ENTRIES SUPPLIED below:

PR #1326, opened 2026-07-09
Install script

royduin:
An install script to make it easier to try out Rapidez. At the end we like to put this on the Rapidez.io homepage:
```
curl -fsSL https://rapidez.io/install | bash
```
Which should point to this install file.

Requirements / todos:

- [x] Just a oneliner to copy paste
- [x] It should run next to any other services like Valet, Herd, MySQL, etc
- [x] Browsing and editing templates should be easy and locally
- [ ] It can run completely independent fully in Docker
  - [x] Webserver
  - [x] MySQL
  - [x] Elasticsearch
  - [ ] Redis
- [ ] It should run on macOS and Linux
- [ ] Magento admin is accessible
- [ ] Products are visible in listings
- [ ] Placing an order is possible
- [ ] Tested on macOS
- [ ] Tested on Linux (on a fresh VPS)

Ref: RAP-1921 + RAP-1957

### DIFF
--- a/install.sh
+++ b/install.sh
@@ -1,0 +1,105 @@
+#!/usr/bin/env bash
+set -e
+
+echo '====================================='
+echo '  ____             _     _          '
+echo ' |  _ \ __ _ _ __ (_) __| | ___ ____'
+echo ' | |_) / _` | '\''_ \| |/ _` |/ _ \_  /'
+echo ' |  _ < (_| | |_) | | (_| |  __// / '
+echo ' |_| \_\__,_| .__/|_|\__,_|\___/___|'
+echo '            |_|                     '
+echo '  Welcome to the Rapidez installer!'
+echo '====================================='
+
+# Vars
+DEFAULT_TRAEFIK_PORT=80
+DEFAULT_DB_PORT=3306
+INSTALL_DIR="${RAPIDEZ_HOME:-rapidez}"
+
+# Helpers
+command_exists() {
+  command -v "$1" >/dev/null 2>&1
+}
+
+find_free_port() {
+  local port=$1
+
+  while nc -z localhost "$port" >/dev/null 2>&1; do
+    port=$((port + 1))
+  done
+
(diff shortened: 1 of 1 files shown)


install.sh
```diff
@@ -0,0 +1,105 @@
...
+  exit 1
+fi
+
+echo "✓ Docker found"
+
+mkdir -p "$INSTALL_DIR"
+cd "$INSTALL_DIR"
+
+composer create-project rapidez/rapidez:^5.0 .
+composer require rapidez/reviews
```
Jade-GG, line 53: What makes this package special enough that it needs to be included in a base install of Rapidez? If it's that special it may as well go into the core IMO 🤔

install.sh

End of ENTRIES SUPPLIED.

Given the data above, which lines hold the string "Docker"? Return them.

ANSWER SPACE
- [ ] It can run completely independent fully in Docker
+echo "✓ Docker found"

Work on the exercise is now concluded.